# Overtraining, is it real ?



## Fsuphisig (Jul 2, 2015)

Would love to hear everyone's thoughts on overtraining ? Is it a real thing ? Is there a difference between pl and bb overtraining ?

I know you can fry your cns on a demanding powerlifting program I witnessed that first hand but what about overtraining the muscle itself, you hear body builders all the time say it's not possible but they're on 60000 calories and a gram of test. For the regular lifter is overtraining a concern ? Is too much volume a bad thing ? Is it a matter of failure vs volume, heavy vs light ? Chime in !!!!!'


----------



## DocDePanda187123 (Jul 2, 2015)

Overtraining is real but you don't overtrain a muscle. You overtrain the body's ability to recover.


----------



## ECKSRATED (Jul 2, 2015)

Snake once did 165 sets of 20 reps on calf raises. If that isn't over training than I don't know what is....


----------



## Pinkbear (Jul 2, 2015)

Define over training...

Gymrats need to stop comparing themselves to pros. Pros are just that.... Professional trainers. It's there job to eat sleep train and that's it.... If I didn't need to work of course I could train 2x a day everyday with 10 hours of sleep and 5000 cals a day... But we're not. We are just everyday gymrats. Working long hours ...kids...family...stress... So yes I believe that everyday Joe's can overtrain.


----------



## HDH (Jul 2, 2015)

Gotta agree with Doc on this from experience. 

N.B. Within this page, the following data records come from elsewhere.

PR #5797, opened 2017-01-26
Documented dependency on python versions

### LINKED ISSUE #5796: bokeh 0.12.4 needs Python 3.3 but this isn't documented anywhere
Bokeh `0.12.4` fails to plot from numpy data sources when using python 3.3. 

This is because PR #5544 introduced `base64.b64encode(array.data)` into bokeh/util/serialization.py, and `b64encode` is unable to handle `memoryview` (which is used by numpy). Python addressed this in http://bugs.python.org/issue17839 but that was only released in python 3.4. It's not an issue under python 2.7.

e.g. the following code
```
import numpy as np
x = np.random.rand(5)
y = np.random.rand(5)
p = figure()
p.line(x, y)
show(p)
```
will cause the exception:
```
.../bokeh/bokeh/util/serialization.py in encode_base64_dict(array)
    271     '''
    272     return {
--> 273         '__ndarray__'  : base64.b64encode(array.data).decode('utf-8'),
    274         'shape'        : array.shape,
    275         'dtype'        : array.dtype.name
TypeError: expected bytes, not memoryview
```

I don't consider this to be an error with bokeh, but should be documented so that downstream distributions can use the correct version (e.g. [CentOS 6.8 SCL](http://mirror.centos.org/centos/6/sclo/x86_64/rh/) only supports python 3.3, but they have updated to use bokeh 0.12.4).

danio:
- [X] issues: fixes #5796 
- [ ] tests added / passed

### DIFF
--- a/sphinx/source/docs/installation.rst
+++ b/sphinx/source/docs/installation.rst
@@ -20,7 +20,7 @@ Bokeh with plain Python lists of values.
 
 The Bokeh plot server does take advantage of NumPy, and may have a hard
 dependency on several compiled libraries.  The plot server requires
-a minimum python version of 2.7 or 3.3.
+a minimum python version of 2.7 or 3.4.
 
 For basic usage, have the following libraries installed:
 
--- a/sphinx/source/docs/installation.rst
+++ b/sphinx/source/docs/installation.rst
@@ -19,7 +19,8 @@ on any of the standard NumPy/SciPy stack.  It is entirely possible to use
 Bokeh with plain Python lists of values.
 
 The Bokeh plot server does take advantage of NumPy, and may have a hard
-dependency on several compiled libraries.
+dependency on several compiled libraries.  The plot server requires
+a minimum python version of 2.7 or 3.3.
 
 For basic usage, have the following libraries installed:
 
--- a/sphinx/source/docs/installation.rst
+++ b/sphinx/source/docs/installation.rst
@@ -12,15 +12,12 @@ for those who were unable to complete the process detailed in the
 Dependencies
 ============
 
-Because the Bokeh client library is mostly concerned with providing a nice
-Python interface for generating JSON objects which are then consumed by the
-BokehJS library running in the browser, there shouldn't be a *hard* dependency
-on any of the standard NumPy/SciPy stack.  It is entirely possible to use
-Bokeh with plain Python lists of values.
-
-The Bokeh plot server does take advantage of NumPy, and may have a hard
-dependency on several compiled libraries.  The plot server requires
-a minimum python version of 2.7 or 3.4.
+Bokeh is officially supported (and continuously tested) on CPython versions 2.7 
+and 3.4+ only. Other Python versions may function, possibly in limited capacity. 
+In particular, converting NumPy arrays to lists may be useful with other versions. 
+However, this guidance is only provided as-is, in case it happens to be useful,
+and does not imply any level of official support for other Python versions. All 
+issues opened related to unsupported Python versions will be closed as invalid.
 
 For basic usage, have the following libraries installed:
 
@@ -38,8 +35,17 @@ For basic usage, have the following libraries installed:
 To use the Bokeh server with python 2.7, you also need to install Futures
 package.
 
+Because the Bokeh client library is mostly concerned with providing a nice
+Python interface for generating JSON objects which are then consumed by the
+BokehJS library running in the browser, there shouldn't be a *hard* dependency
+on any of the standard NumPy/SciPy stack.  It is entirely possible to use
+Bokeh with plain Python lists of values. However, the Bokeh plot server does 
+make direct use of NumPy, and it is required to be installed for Bokeh apps
+to function. 
+
 Additionally the ``bokeh.charts`` interface and various examples
-depend on the Pandas library; it is recommended to install Pandas version 0.16.1 or later.
+depend on the Pandas library; it is recommended to install Pandas version 0.16.1 
+or later.
 
 .. _install_packages:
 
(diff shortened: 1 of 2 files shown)


sphinx/source/docs/installation.rst
```diff
@@ -19,7 +19,8 @@ on any of the standard NumPy/SciPy stack.  It is entirely possible to use
 Bokeh with plain Python lists of values.
 
 The Bokeh plot server does take advantage of NumPy, and may have a hard
-dependency on several compiled libraries.
+dependency on several compiled libraries.  The plot server requires
+a minimum python version of 2.7 or 3.3.
```
mattpap: 3.4?

mattpap:
To actually assert what versions of Python we support, I would add appropriate version ranges in `conda.recipe/meta.yaml` under `python` entries, though I'm not sure what the syntax is.

sphinx/source/docs/releases/0.12.4.rst
```diff
@@ -125,6 +125,13 @@ BokehJS has migrated to using ``.tsx`` templates. Provisional support for
 including ``.eco`` templates has been removed from both BokehJS and the
 Bokeh Python library.
 
+Python 3.3 No Longer Supported
```
danio: @mattpap this should probably be moved to 0.10

In the 0.12.4 relnotes I could note instead that the use of b64encode means np arrays no longer work?

mattpap:
> though I'm not sure what the syntax is.

It's something like `python >=2.7,<3|>=3.4` (`,` is `and` and `|` is `or` operator respectively).

sphinx/source/docs/releases/0.12.4.rst
mattpap: Not necessarily. 0.12.3 is the version that definitively broke support for 3.3.

danio: The b64encode change was made in commit 8e316faf2a12975c299bdde5fb002c2435f92642 29/Dec/2016; the 0.12.3 tag predates that (7/Oct/2016).

danio:
> To actually assert what versions of Python we support, I would add appropriate version ranges in conda.recipe/meta.yaml under python entries, though I'm not sure what the syntax is.

My concern with doing would be that it means 3.3 users cannot install bokeh, although it is only particular parts of bokeh that won't work for them. It's a more impactful change than just the documentation change so I will step out of that decision.

sphinx/source/docs/installation.rst
```diff
@@ -19,7 +19,8 @@ on any of the standard NumPy/SciPy stack.  It is entirely possible to use
 Bokeh with plain Python lists of values.
 
 The Bokeh plot server does take advantage of NumPy, and may have a hard
-dependency on several compiled libraries.
+dependency on several compiled libraries.  The plot server requires
+a minimum python version of 2.7 or 3.4.
```
bryevdv: I woulds suggest phrasing to the effect of "2.7 or 3.4+"

sphinx/source/docs/releases/0.12.4.rst
```diff
@@ -125,6 +125,12 @@ BokehJS has migrated to using ``.tsx`` templates. Provisional support for
 including ``.eco`` templates has been removed from both BokehJS and the
 Bokeh Python library.
 
+Used base64 serialisation
+~~~~~~~~~~~~~~~~~~~~~~~~~
+
+Changes made to use b64encode mean that plotting numpy/pandas data no longer
+works with Python 3.3.
```
bryevdv: A workaround should be to convert the data to pure python lists, which is also probably worth mentioning.

bryevdv:
> To actually assert what versions of Python we support, I would add appropriate version ranges in conda.recipe/meta.yaml under python entries, though I'm not sure what the syntax is.
 
While that seems nice in an ideal sense, I am not so sure about practically. Making an actual restriction adds complications, even more so if we wanted to try an do it for pypi packages too. And if we dont do it for pypi packages then we have a weird inconsistency. Also as stated Bokeh is partially usable on 3.3. I think a documented "this is what we actually" support is sufficient, and then people can make their own choices.

mattpap:
> While that seems nice in an ideal sense,

In the ideal world we wouldn't publish pypi packages at all. However, as we don't live in one and we publish such, but that shouldn't mean that we can't provide full specification of bokeh's dependencies in a conda package, if conda allows to express such.

bryevdv:
Bokeh is partially usable by python 3.3. Basic charts with lists, etc. are not problem. I think it is a mistake to pre-emptively stop people who would want to try to use it to the extent that it is possible, from trying it at all. I'm happy to point to a clear compatibility statement and close issues raised for things outside those boundaries. 

Also, my intention is absolutely to move to "new" conda no-arch packages as soon as the market penetration of recent conda versions that support them increases. We can't have any conditions on python or platform, in order to do that.

bryevdv:
What I would be more amenable to consider is a version check and warning on import for python 3.0 - 3.3

bryevdv:
@danio would you be able to add a "version check" to `bokeh/__init__.py` ? It should check that the version is 2.7 or 3.4+ and I think the warning should say something like:

> Bokeh is officially supported on cpython versions 2.7 and 3.4+ only. Other Python versions may function in limited capacity. In particular, converting NumPy arrays to lists may be useful with other versions. However, this guidance is only provided as-is, in case it happens to be useful, and does not imply any level of official support for other Python versions.  All issues opened related to other versions will be closed as invalid. 

I guess ideally it could check `platform.python_implementation()` to be `CPython` as well.

bryevdv:
@mattpap I have updated the files here to reflect the official support policy. For the time being, I am happy to just point to here, as needed. If it becomes a recurring issue, we can add the version check and warning to `bokeh/__init__.py`.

I went through a time a few years back when I had to start training differently. I was having to many back, neck and shoulder problems, couldn't get the full benefits from my workouts and just couldn't afford to be at the chiro every week.

I had do get away from heavy weights. I had to go back through a rebalance of cals in vs cals used, rest time, diet, cardio and a set program I could continually progress from.

I did a lot of volume training, supers, tris, giants with light weights, holds negatives, just not what I was used to and at a pretty high pace trying to make up for the weight not being there.

I like to run things to the edge. I started off overworking myself. It's easy to see after some time in. The feeling of lethargy, moody, feeling like I got hit by a truck in the mornings. It was a sure sign my body wasn't able to recover efficiently.

Of course aas and lots of food have a direct impact on growing, always have and always will. I just look at it as a way to train harder and ride the optimal recovery boarder line.

I found it best to make small adjustments like take some cardio away or get more rest time in each day and try to get more sleep. I usually have a good handle on my maintenance cals so they usually don't play a factor. That's as simple as watching the scale. Gaining weight or losing, it's up to me to gain in the correct places. Eating good as opposed to sloppy has an impact on how I feel as well.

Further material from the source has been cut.